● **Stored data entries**
PR #629, opened 2018-07-07
Add Imagemagick support in PHP 

### LINKED ISSUE #592: imagemagick not installed? (favicon)
Hi, I'm running nextcloud snap 13.0.2 stable snap, and saw that i cant have the favicon auto-generated, because imagemagick is not installed (or enabled?)
Is there a way to fix that in snap?

errorfrom the theming plugin: Install the Imagemagick PHP extension with support for SVG images to automatically generate favicons based on the uploaded logo and color.

pachulo:
With the imagick PHP extension and it's dependencies.

When merged, this should fix #592

### DIFF
--- a/snap/snapcraft.yaml
+++ b/snap/snapcraft.yaml
@@ -183,14 +183,12 @@ parts:
       # These are only included here until the OS snap stabilizes
       - libxml2
       - libpng12-0
-      - libmagickwand-6.q16-2
-      - libmagickcore-6.q16-2
+        #- libmagickwand-6.q16-2
+        #- libmagickcore-6.q16-2
     build-packages:
       - libxml2-dev
       - libcurl4-openssl-dev
       - libpng12-dev
-      # This causes a conflict with libmagick* deps, that need libjpeg8-dev
-      #- libjpeg9-dev
       - libbz2-dev
       - libmcrypt-dev
       - libldap2-dev
--- a/snap/snapcraft.yaml
+++ b/snap/snapcraft.yaml
@@ -180,11 +180,11 @@ parts:
       - --with-libdir=lib/ARCH_TRIPLET
       - --with-ldap
     stage-packages:
+      - libmagickwand-6.q16-2
+      - libmagickcore-6.q16-2
       # These are only included here until the OS snap stabilizes
       - libxml2
       - libpng12-0
-        #- libmagickwand-6.q16-2
-        #- libmagickcore-6.q16-2
     build-packages:
       - libxml2-dev
       - libcurl4-openssl-dev
--- a/snap/snapcraft.yaml
+++ b/snap/snapcraft.yaml
@@ -189,7 +189,8 @@ parts:
       # These are only included here until the OS snap stabilizes
       - libxml2
       - libpng12-0
-      - imagemagick
+      - libmagickwand-6.q16-2
+      - libmagickcore-6.q16-2
     build-packages:
       - libxml2-dev
       - libcurl4-openssl-dev
@@ -199,7 +200,8 @@ parts:
       - libmcrypt-dev
       - libldap2-dev
       - libfreetype6-dev
-      - libmagickwand-dev
+      - libmagickwand-6.q16-dev
+      - libmagickcore-6.q16-dev
     prime:
      - -sbin/
      - -etc/
--- a/snap/snapcraft.yaml
+++ b/snap/snapcraft.yaml
@@ -195,15 +195,14 @@ parts:
       - libxml2-dev
       - libcurl4-openssl-dev
       - libpng12-dev
-      - libjpeg9-dev
+      # This causes a conflict with libmagick* deps, that need libjpeg8-dev
+      #- libjpeg9-dev
       - libbz2-dev
       - libmcrypt-dev
       - libldap2-dev
       - libfreetype6-dev
       - libmagickwand-6.q16-dev
       - libmagickcore-6.q16-dev
-      # Don't really know why this dependency cannot be met
-      - libjpeg8-dev
     prime:
      - -sbin/
      - -etc/
--- a/snap/snapcraft.yaml
+++ b/snap/snapcraft.yaml
@@ -210,7 +210,7 @@ parts:
       - source: https://github.com/phpredis/phpredis/archive/3.1.4.tar.gz
         source-checksum: sha256/656cab2eb93bd30f30701c1280707c60e5736c5420212d5d547ebe0d3f4baf71
       # Build the imagick module
-      - source: https://github.com/mkoppanen/imagick/
+      - source: https://github.com/mkoppanen/imagick.git
         source-tag: 3.4.3
 
   redis:
--- a/snap/snapcraft.yaml
+++ b/snap/snapcraft.yaml
@@ -189,6 +189,7 @@ parts:
       # These are only included here until the OS snap stabilizes
       - libxml2
       - libpng12-0
+      - imagemagick
     build-packages:
       - libxml2-dev
       - libcurl4-openssl-dev
@@ -208,6 +209,9 @@ parts:
       # Build the redis PHP module
       - source: https://github.com/phpredis/phpredis/archive/3.1.4.tar.gz
         source-checksum: sha256/656cab2eb93bd30f30701c1280707c60e5736c5420212d5d547ebe0d3f4baf71
+      # Build the imagick module
+      - source: https://github.com/mkoppanen/imagick/
+        source-tag: 3.4.3
 
   redis:
     plugin: redis
--- a/snap/snapcraft.yaml
+++ b/snap/snapcraft.yaml
@@ -199,6 +199,7 @@ parts:
       - libmcrypt-dev
       - libldap2-dev
       - libfreetype6-dev
+      - libmagickwand-dev
     prime:
      - -sbin/
      - -etc/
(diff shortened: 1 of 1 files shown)


kyrofa:
There was quite a security issue with Imagemagick there for a while, have you looked into that? Are there still concerns?

pachulo:
Well, it has a pretty bad record regarding security vulns:
- https://www.cvedetails.com/vulnerability-list/vendor_id-1749/Imagemagick.html
- http://changelogs.ubuntu.com/changelogs/pool/main/i/imagemagick/imagemagick_6.8.9.9-7ubuntu5.11/changelog

And though I have not spent time trying to find out the real risk of having this activated I rely on the opinion of experts:
- https://lcamtuf.blogspot.com/2016/05/clearing-up-some-misconceptions-around.html

>  And so, the advice sorely missing from the "ImageTragick" webpage is this:
>  * If all you need to do is simple transcoding or thumbnailing of potentially untrusted images, don't use ImageMagick. Make a direct use of libpng, libjpeg-turbo, and giflib; for a robust way to use these libraries, have a look at the source code of Chromium or Firefox. The resulting implementation will be considerably faster, too.
>   * If you have to use ImageMagick on untrusted inputs, consider sandboxing the code with seccomp-bpf or an equivalent mechanism that robustly restricts access to all user space artifacts and to the kernel attack surface. Rudimentary sandboxing technologies, such as chroot() or UID separation, are probably not enough.
>   * If all other options fail, be zealous about limiting the set of image formats you actually pass down to IM. The bare minimum is to thoroughly examine the headers of the received files. It is also helpful to explicitly specify the input format when calling the utility, as to preempt auto-detection code. For command-line invocations, this can be done like so:
>     * convert [...other params...] -- jpg:input-file.jpg jpg:output-file.jpg
>     * The JPEG, PNG, and GIF handling code in ImageMagick is considerably more robust than the code that supports PCX, TGA, SVG, PSD, and the likes.

But I'm not really sure if this is a stopper for the integration.

kyrofa:
Good news is, seccomp-bpf is already used by virtue of it being a snap. I'm not sure that will stop the denial of service issues, though. This makes me nervous, grr, I'm having second thoughts now. @pachulo how do you feel about this? @r4co0n how about you?

ykgmfq:
Over in Docker camp: https://github.com/nextcloud/docker/issues/263

pachulo:
Well, I think that taking into account that:
- In the default snap install this should only be used for generating some stuff when using a custom theme.
- We will have the packets upgraded when new fixes are released, as they are in the main archive of Ubuntu.

I would say that we can take the risk of having these inside the snap.

brainfrz82:
If imagemagick is included, how would this impact preview generation? On one hand, imagemagick should be a bit faster on preview generation, but on the other hand imagemagick supports a lot of new filetypes. I'm running on a pentium, but it would take weeks to generate previews for the 1TB+ RAW files i'm storing :) Couldn't even make an estimation on how a rPi would handle this.

snap/snapcraft.yaml
```diff
@@ -189,15 +189,20 @@ parts:
       # These are only included here until the OS snap stabilizes
       - libxml2
       - libpng12-0
+      - libmagickwand-6.q16-2
+      - libmagickcore-6.q16-2
```
kyrofa: Have you tried leaving these off and seeing if the snapcraft CLI pulls them over for you?

snap/snapcraft.yaml
```diff
@@ -189,15 +189,20 @@ parts:
...
     build-packages:
       - libxml2-dev
       - libcurl4-openssl-dev
       - libpng12-dev
-      - libjpeg9-dev
+      # This causes a conflict with libmagick* deps, that need libjpeg8-dev
+      #- libjpeg9-dev
```
kyrofa: You can safely remove this comment, although I appreciate seeing it once to describe why the change was necessary, it doesn't need to stay in the YAML.

snap/snapcraft.yaml
pachulo: No, I haven't, but I will now.

snap/snapcraft.yaml
```diff
@@ -183,15 +183,18 @@ parts:
       # These are only included here until the OS snap stabilizes
       - libxml2
       - libpng12-0
+        #- libmagickwand-6.q16-2
+        #- libmagickcore-6.q16-2
```
kyrofa: Were you able to verify that the snap can still use magick with these gone?

pachulo: No, but I'm compiling snaps with this code right now and let you know!

steiny2k:
Hi what's the status with this change? I'm especially curious whether it would also support the newly added .heic files which we added to nextcloud/core with https://github.com/nextcloud/server/issues/7406 I guess the snap would need libheif as well to make it work. Would you be interested if I dig into this?

kyrofa:
Last I knew @pachulo was still [playing with the stage-packages](https://github.com/nextcloud/nextcloud-snap/pull/629#pullrequestreview-141331009). @pachulo is this good to go?

pachulo:
Well, the last thing I've tried is what I wrote here https://github.com/nextcloud/nextcloud-snap/issues/592#issuecomment-410550426 : everything seemed right, but I was not able to really see it working.

JamesBream:
This change does make me uneasy particularly since this PR looks to be using imagemagick's default minimum security policies (correct me if I'm wrong @pachulo ) which Imagemagick themselves advise are not suitable for anything pubic facing.

Snap sandboxing has been brought up which I suppose does provide the system with some protection from being totally compromised, but wouldn't protect anything within the snap (e.g. sensitive user data) from being compromised (again, correct me if I'm wrong).

Others here might disagree with me but I question the benefit of such a change given Imagemagick's history, simply for autogenerating favicons and preview generation of non web-safe image formats? Also, if we do properly secure imagemagick, that typically means restricting image formats it will process which will likely mean that the only real benefit will be to auto-generate favicons?

I'm open to being persuaded on this one, but it seems like we're adding a pretty big attack surface here for all users of the snap so definitely worth the discussion.

pachulo:
Hey @JamesBream ! First, thanks for the feedback!!

I don't know what those "imagemagick's default minimum security policies" are, so I cannot answer that.
Regarding the other questions:
1. Yes, an exploitation of imagemagick would allow an attacker to access sensitive data stored in nextcloud.
2. Yes, maybe the functional gain is too low compared to the risks.

So @kyrofa do we ditch this then?

JamesBream:
@pachulo Oops, I meant to include a link to https://www.imagemagick.org/script/security-policy.php

pachulo:
OK, now I get it. I only have to say that all your points are quite fair, so I have no arguments to try to convince you for adding this to the snap.

brainfrz82:
I'm with steiny2k on this one. I also run my nextcloud for my family. I don't think enterprise users would/should generally run the snap version. Maybe the imagemagick module could be implemented as an opt-in setting via OCC?

r4co0n:
The concerns raised here seem to apply upstream as well. I can't see [netcloud/vm](https://github.com/nextcloud/vm) mitigating any of this, though they are [installing php-imagick](https://github.com/nextcloud/vm/blob/1592fb45e504158a393970fd7231f9d070647df6/nextcloud_install_production.sh#L194).

Digging through the Debian packages, I couldn't find anything about `policymap`, so there are apparently no restrictions applied as outlined on imagick.org . But maybe I didn't look hard enough.

kyrofa:
I'm sorry for the delay everyone, I've been thinking a lot about this. @brainfrz82 my wife is a professional photographer, so believe me when I say that I want RAW previews as well. However, I just don't feel right pushing a piece of software that we know has a shoddy security record to all 17k snap users. I know of businesses running this as well, but even if all snap users were home users, I don't want to open them up to that kind of risk either.

With that said, if someone can think of a way to make this risk opt-in, let me know (I can think of none, I'm afraid, since such a decision would seem to be needed at build-time). It would be nice to see Nextcloud move to using something with a better record, instead.

@pachulo I truly appreciate the effort you've put into this. I hope you understand.

brainfrz82:
@kyrofa In hindsight, with nextcloud's subtitle being "Protecting your data", I do believe you made the right call here. Practicality should not trump security if security is the main thing you advertise with :)

Let's hope they'll think of something more secure upstream :)

pachulo:
No problem @kyrofa !

r4co0n:
I had the pleasure to talk about this with Nextcloud's groundskeeper (he said ['Hausmeister'](https://en.wiktionary.org/wiki/Hausmeister), groundskeeper Willy from the Simpsons is 'Hausmeister Willy' in German) @MorrisJobke about this, as he happened to talk at our company stuff about handling git properly.

I was told that the security-critical features of ImageMagick are mostly about complex image formats, think SVG and its embedded JavaScript. Rendering of those formats is disabled in Nextcloud by default, which should make these concerns a non-issue. Someone should go have a look at the upstream code to find the portion where they handle those file formats and make sure everything indeed is as I claim it to be, I might do this myself, but wanted to report my finding anyway.

This also concerns nextcloud/vm#743

MorrisJobke:
There is also an alternative approach: https://github.com/nextcloud/server/issues/13551

MorrisJobke:
See also https://github.com/nextcloud/server/pull/12821#issuecomment-451120426 and the comment from @kyrofa - maybe we should re-evaluate this a bit more.

pachulo:
Hey, it seems like upstream is solving this, at least for the `image/*` preview generation, in Nextcloud 24: https://github.com/nextcloud/server/pull/24166

:partying_face:

kyrofa:
Good find, @pachulo. And given that it's an external service, it looks like nothing extra will be needed in the snap at all for it to work, you just need the service.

● **What is required**
Among the records above, repeat exactly the line with "Others here might", the line with "link to https://www.imagemagick.org/script/security-policy.php", and every line in between, and only those.

● **Answer section**
Others here might disagree with me but I question the benefit of such a change given Imagemagick's history, simply for autogenerating favicons and preview generation of non web-safe image formats? Also, if we do properly secure imagemagick, that typically means restricting image formats it will process which will likely mean that the only real benefit will be to auto-generate favicons?

I'm open to being persuaded on this one, but it seems like we're adding a pretty big attack surface here for all users of the snap so definitely worth the discussion.

pachulo:
Hey @JamesBream ! First, thanks for the feedback!!

I don't know what those "imagemagick's default minimum security policies" are, so I cannot answer that.
Regarding the other questions:
1. Yes, an exploitation of imagemagick would allow an attacker to access sensitive data stored in nextcloud.
2. Yes, maybe the functional gain is too low compared to the risks.

So @kyrofa do we ditch this then?

JamesBream:
@pachulo Oops, I meant to include a link to https://www.imagemagick.org/script/security-policy.php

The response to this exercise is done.